PE= 1/2 k x^2 and x= W/k
PE= 1/2 k W^2/k^2= 1/2 W^2/k
can you solve for k here? Now, knowing that, solve for x in the first equation.
Look at the last line in my original post: PE= 1/2 k (Weight/k)^2 reduce it.
You did not do that.
Now, there is another solution here. Notice that PE= 1/2 W^2/k. So PE is proportional to weight squared...so you can figure the new PE from the original problem statement (ratio of masses, original, and new).
You don't need to know what k is. For a fixed k, the energy is proportional to deflection^2 or weight^2. Therefore the full-deflection elastic potential energy increases by a factor of (5.6/3.2)^2 = 3.06
To find the elastic potential energy of the system when the 3.2 kg block is replaced by a 5.6 kg block, we can use the fact that the elastic potential energy is proportional to the weight squared.
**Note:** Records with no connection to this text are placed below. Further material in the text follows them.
PR #4013, opened 2024-10-17
DEBUG-2334 enforce probe type validity

p-datadog:
**Change log entry**

None, DI is not yet shipped to customers.

**What does this PR do?**

Dynamic instrumentation currently supports 4 probe types (log, metric, span and span decoration). Initial implementation of Ruby DI will only support log probes.
To avoid installing the other probe types, potentially with incorrect results, add a validation of probe type and require that the probe is of the supported type
(currently, just the log probe).

**Motivation:**

**Additional Notes:**

**How to test the change?**

### DIFF
--- a/lib/datadog/di/probe.rb
+++ b/lib/datadog/di/probe.rb
@@ -31,11 +31,17 @@ module Datadog
     #
     # @api private
     class Probe
+      KNOWN_TYPES = %i[log].freeze
+
       def initialize(id:, type:,
         file: nil, line_no: nil, type_name: nil, method_name: nil,
         template: nil, capture_snapshot: false, max_capture_depth: nil, rate_limit: nil)
         # Perform some sanity checks here to detect unexpected attribute
         # combinations, in order to not do them in subsequent code.
+        unless KNOWN_TYPES.include?(type)
+          raise ArgumentError, "Unknown probe type: #{type}"
+        end
+
         if line_no && method_name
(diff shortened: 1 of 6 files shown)


lib/datadog/di/probe.rb
```diff
@@ -31,11 +31,17 @@ module DI
...
         template: nil, capture_snapshot: false, max_capture_depth: nil, rate_limit: nil)
         # Perform some sanity checks here to detect unexpected attribute
         # combinations, in order to not do them in subsequent code.
+        unless KNOWN_TYPES.include?(type)
+          raise ArgumentError, "Unknown probe type: #{type}"
+        end
+
         if line_no && method_name
           raise ArgumentError, "Probe contains both line number and method name: #{id}"
         end
```
ivoanjo, line 47: Out of curiosity, what happens if this error gets triggered? E.g. does the component that is applying probe configuration deal correctly with these exceptions?

(And here "correctly" is doing a lot of work -- I guess "correctly" would be to apply all the probes it can, ignore the ones it can't, and maybe not fill up the logs too much? Also, not try to apply more than once probes that were rejected?)

p-datadog: Exception boundaries are listed in the RFC, the one applicable to this exception is in the remote config processor when it is processing probe specifications to install.

For not trying repeatedly, this is an interesting question. I added it to my list of questions to research.

marcotc (approved):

First, let's find the proportionality constant, k. We have no value for x (deflection), but we can use the relation W = kx, where W is the weight of the block. Rearranging for x, we have x = W/k.
Now, let's substitute this value of x into the equation for elastic potential energy: PE = (1/2)kx^2.
PE = (1/2)k(W/k)^2, which simplifies to PE = (1/2)W^2/k.
From this equation, we can see that PE is proportional to the weight squared. Therefore, the change in PE is determined by the ratio of weights of the two blocks.
To find the new PE, we can calculate the ratio of masses, 5.6 kg (new block) to 3.2 kg (original block), which is (5.6/3.2)^2.
This ratio gives us the factor by which the original PE needs to be multiplied to get the new PE.
Therefore, the elastic potential energy of the system when the 3.2 kg block is replaced by a 5.6 kg block is 3.06 times the original PE.